Heat transfer enhancement in a vertical tube confining two immiscible falling co-flows

• Heat transfer in falling immiscible fluids inside a vertical tube is modeled.
• Performance factors are obtained using a validated finite difference method.
• The maximum enhancement factor for (water, mercury) pair is 1.029 fold.
• The maximum enhancement factor for (mercury, water) pair is 4.58 fold.
• Enhancement factor for (air, mercury) pair can be 2.82 fold under fully developed condition.

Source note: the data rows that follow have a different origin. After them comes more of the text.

PR #492, opened 2025-03-14
feat: Vertical Cell Merging In Table Columns

loubenl:
# Changes
Merge adjacent vertical cells in the columns specified by a new []int field in the Table struct called borderMergeColumns. 

Borders in between adjacent vertical cells containing identical data in these columns would be removed, where only the topmost cell's contents would remain with all other cell contents being hidden.

# Example
Merge the first and last column
Screenshot 2025-03-14 at 2 29 20 PM

Screenshot 2025-03-14 at 2 28 47 PM

# Details
This functionality would only work if both borderColumn and borderRow are set to true. For example, if a user wanted to merge vertical cells in columns 0, 2, 3, when creating the table, the user would need to add table.New().borderColumn(true).borderRow(true).BorderMergeColumns(0,2,3)

All other functionality would remain the same : borderColumn(true).borderRow(true) would just draw all borders, borderColumn(true).borderRow(false) would only draw the column borders... etc

# Testing 
All unit tests are in `lipgloss/table/table_borders_test.go`


meowgorithm:
Hi! Thanks for the contribution. This is an impressive implementation, however we're unlikely to merge it in the short term because of the upcoming [v2](https://github.com/charmbracelet/lipgloss/releases/tag/v2.0.0-beta.1) release (maintained on the `v2-exp` branch) and because of the impact on the codebase.

Issue #403, opened 2024-10-18
use golden files for all tests


bashbunni:
- [ ] replace desired results in tests with golden files
- [ ] have a script to clean up old golden files? When a test or subtest is renamed, it creates a new golden file, but won't clean up the old files.

PR #503, opened 2025-03-20
test: migrate all table tests to golden files

andreynering:
- Closes https://github.com/charmbracelet/lipgloss/issues/403

This is not only more standard, but also prevent issues with editors stripping meaningful trailing white-space from `table_test.rb`, which make some tests fail.


aymanbagabas (approved):

bashbunni:
Thanks so much for this Andrey :)

PR #508, opened 2025-03-31
fix(table): fix panic when style func is `nil`

### LINKED ISSUE #468: bug(table): `computeHeight` doesn't honor all rows when hasHeaders is false
Hello,

The [`computeHeight`](https://github.com/charmbracelet/lipgloss/blame/ec86e885226610493976264f4c840401ca1d96c7/table/table.go#L406) function doesn't seem to honor the number of rows returned by the `Data.Rows()` interface method.

I have implemented the [`table.Data`](https://pkg.go.dev/github.com/charmbracelet/lipgloss/v2/table#Data) interface to return the number of rows my table bubble contains using the `Rows()` method.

Heat transfer enhancement in falling two immiscible co-flows arranged concentrically inside a vertical tube is investigated in this work. The momentum and energy equations of both fluids are solved analytically and numerically. The numerical and the analytical results based on adiabatic and zero-shear-stress interfacial conditions are well matched. A parametric study including the influence of fluids relative densities, viscosities, thermal conductivities, specific heats and the flows relative radii is conducted for various reference Reynolds numbers. Different ranges of the fluids thermophysical properties that augment heat transfer are obtained and discussed. When the (inner, outer) fluids pair is given as (water, mercury), the maximum enhancement factor is found to be 1.029 fold relative to the case when the outer fluid filling the whole volume. Interchanging the fluids of that pair can increase the enhancement factor up to 4.58 fold due to flow rate amplification caused by the decrease in the friction force. The use of (air, mercury) pair can increase the enhancement ratio to above 2.82 fold if the flows are thermally fully developed due to significant reduction in effective viscosity. This work demonstrates that significant heat transfer enhancement is attainable when combining layering of immiscible fluids and flow rate amplification mechanisms.